# How to complete this task
With nothing added and nothing dropped, copy the entire listing.

Records for the task Block Start

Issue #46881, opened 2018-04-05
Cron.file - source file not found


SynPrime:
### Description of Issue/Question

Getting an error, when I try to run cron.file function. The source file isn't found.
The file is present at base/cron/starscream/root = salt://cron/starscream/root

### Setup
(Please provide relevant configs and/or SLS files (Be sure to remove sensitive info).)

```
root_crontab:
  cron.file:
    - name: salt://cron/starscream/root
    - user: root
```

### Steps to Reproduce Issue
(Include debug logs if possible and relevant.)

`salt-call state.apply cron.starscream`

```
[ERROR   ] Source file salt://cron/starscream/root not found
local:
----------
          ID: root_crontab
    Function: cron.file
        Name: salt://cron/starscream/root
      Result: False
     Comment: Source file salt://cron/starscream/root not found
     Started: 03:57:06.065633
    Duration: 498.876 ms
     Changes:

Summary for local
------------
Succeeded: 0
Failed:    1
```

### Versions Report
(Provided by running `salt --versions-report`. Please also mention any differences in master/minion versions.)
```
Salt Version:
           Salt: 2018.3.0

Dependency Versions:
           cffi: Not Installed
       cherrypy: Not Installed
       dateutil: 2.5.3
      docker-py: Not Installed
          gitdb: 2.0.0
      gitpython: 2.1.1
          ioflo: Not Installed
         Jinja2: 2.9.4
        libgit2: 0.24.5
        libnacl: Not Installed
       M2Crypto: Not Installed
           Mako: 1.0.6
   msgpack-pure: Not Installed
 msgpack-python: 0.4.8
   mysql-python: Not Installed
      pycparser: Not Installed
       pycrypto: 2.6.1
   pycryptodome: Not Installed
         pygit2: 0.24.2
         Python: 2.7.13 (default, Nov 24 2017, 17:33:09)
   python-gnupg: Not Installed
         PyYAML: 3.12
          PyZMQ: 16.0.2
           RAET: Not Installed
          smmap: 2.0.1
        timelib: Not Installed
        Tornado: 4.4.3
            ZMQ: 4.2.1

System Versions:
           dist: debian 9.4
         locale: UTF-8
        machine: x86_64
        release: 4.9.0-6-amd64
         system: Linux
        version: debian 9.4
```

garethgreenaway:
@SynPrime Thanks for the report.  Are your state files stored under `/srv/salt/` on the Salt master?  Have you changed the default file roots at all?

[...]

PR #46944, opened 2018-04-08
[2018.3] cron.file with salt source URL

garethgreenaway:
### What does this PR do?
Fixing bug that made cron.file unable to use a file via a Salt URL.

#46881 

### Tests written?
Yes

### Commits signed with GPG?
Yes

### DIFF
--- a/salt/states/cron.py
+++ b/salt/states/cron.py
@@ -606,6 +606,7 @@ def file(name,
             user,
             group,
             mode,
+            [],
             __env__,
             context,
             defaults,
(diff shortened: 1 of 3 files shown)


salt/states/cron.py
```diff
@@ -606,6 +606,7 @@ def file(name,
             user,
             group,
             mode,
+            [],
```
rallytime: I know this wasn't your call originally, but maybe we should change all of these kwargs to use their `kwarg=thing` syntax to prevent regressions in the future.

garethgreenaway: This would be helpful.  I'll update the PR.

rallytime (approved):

Records for the task Block End

# Answer box
Issue #46881, opened 2018-04-05
Cron.file - source file not found


SynPrime:
### Description of Issue/Question

Getting an error, when I try to run cron.file function. The source file isn't found.
The file is present at base/cron/starscream/root = salt://cron/starscream/root

### Setup
(Please provide relevant configs and/or SLS files (Be sure to remove sensitive info).)

```
root_crontab:
  cron.file:
    - name: salt://cron/starscream/root
    - user: root
```

### Steps to Reproduce Issue
(Include debug logs if possible and relevant.)

`salt-call state.apply cron.starscream`

```
[ERROR   ] Source file salt://cron/starscream/root not found
local:
----------
          ID: root_crontab
    Function: cron.file
        Name: salt://cron/starscream/root
      Result: False
     Comment: Source file salt://cron/starscream/root not found
     Started: 03:57:06.065633
    Duration: 498.876 ms
     Changes:

Summary for local
------------
Succeeded: 0
Failed:    1
```

### Versions Report
(Provided by running `salt --versions-report`. Please also mention any differences in master/minion versions.)
```
Salt Version:
           Salt: 2018.3.0

Dependency Versions:
           cffi: Not Installed
       cherrypy: Not Installed
       dateutil: 2.5.3
      docker-py: Not Installed
          gitdb: 2.0.0
      gitpython: 2.1.1
          ioflo: Not Installed
         Jinja2: 2.9.4
        libgit2: 0.24.5
        libnacl: Not Installed
       M2Crypto: Not Installed
           Mako: 1.0.6
   msgpack-pure: Not Installed
 msgpack-python: 0.4.8
   mysql-python: Not Installed
      pycparser: Not Installed
       pycrypto: 2.6.1
   pycryptodome: Not Installed
         pygit2: 0.24.2
         Python: 2.7.13 (default, Nov 24 2017, 17:33:09)
   python-gnupg: Not Installed
         PyYAML: 3.12
          PyZMQ: 16.0.2
           RAET: Not Installed
          smmap: 2.0.1
        timelib: Not Installed
        Tornado: 4.4.3
            ZMQ: 4.2.1

System Versions:
           dist: debian 9.4
         locale: UTF-8
        machine: x86_64
        release: 4.9.0-6-amd64
         system: Linux
        version: debian 9.4
```

garethgreenaway:
@SynPrime Thanks for the report.  Are your state files stored under `/srv/salt/` on the Salt master?  Have you changed the default file roots at all?

[...]

PR #46944, opened 2018-04-08
[2018.3] cron.file with salt source URL

garethgreenaway:
### What does this PR do?
Fixing bug that made cron.file unable to use a file via a Salt URL.

#46881 

### Tests written?
Yes

### Commits signed with GPG?
Yes

### DIFF
--- a/salt/states/cron.py
+++ b/salt/states/cron.py
@@ -606,6 +606,7 @@ def file(name,
             user,
             group,
             mode,
+            [],
             __env__,
             context,
             defaults,
(diff shortened: 1 of 3 files shown)


salt/states/cron.py
```diff
@@ -606,6 +606,7 @@ def file(name,
             user,
             group,
             mode,
+            [],
```
rallytime: I know this wasn't your call originally, but maybe we should change all of these kwargs to use their `kwarg=thing` syntax to prevent regressions in the future.

garethgreenaway: This would be helpful.  I'll update the PR.

rallytime (approved):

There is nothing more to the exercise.